PR #1354, opened 2019-07-19
node: requester refactoring

thibault-martinez:


ciri/consensus/transaction_solidifier/transaction_solidifier.c
```diff
@@ -338,9 +338,6 @@ static retcode_t check_approvee_solid_state(transaction_solidifier_t *const ts,
 
   if (pack.num_loaded == 0) {
     *solid = false;
-    if ((ret = request_transaction(ts->transaction_requester, tangle, approvee)) != RC_OK) {
-      log_error(logger_id, "Requesting missing approvee failed\n");
```
tsvisabo, line 344: why not?

tsvisabo (changes requested):

ciri/consensus/transaction_solidifier/transaction_solidifier.c
thibault-martinez: We now request only on milestone solidification so that we know all the missing transactions actually exist

tsvisabo (approved):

(Prompt) From the first line of the listing above through the line that contains "tsvisabo, line 344: why not?", retype every line exactly, and write nothing else.

(Response area)
PR #1354, opened 2019-07-19
node: requester refactoring

thibault-martinez:


ciri/consensus/transaction_solidifier/transaction_solidifier.c
```diff
@@ -338,9 +338,6 @@ static retcode_t check_approvee_solid_state(transaction_solidifier_t *const ts,
 
   if (pack.num_loaded == 0) {
     *solid = false;
-    if ((ret = request_transaction(ts->transaction_requester, tangle, approvee)) != RC_OK) {
-      log_error(logger_id, "Requesting missing approvee failed\n");
```
tsvisabo, line 344: why not?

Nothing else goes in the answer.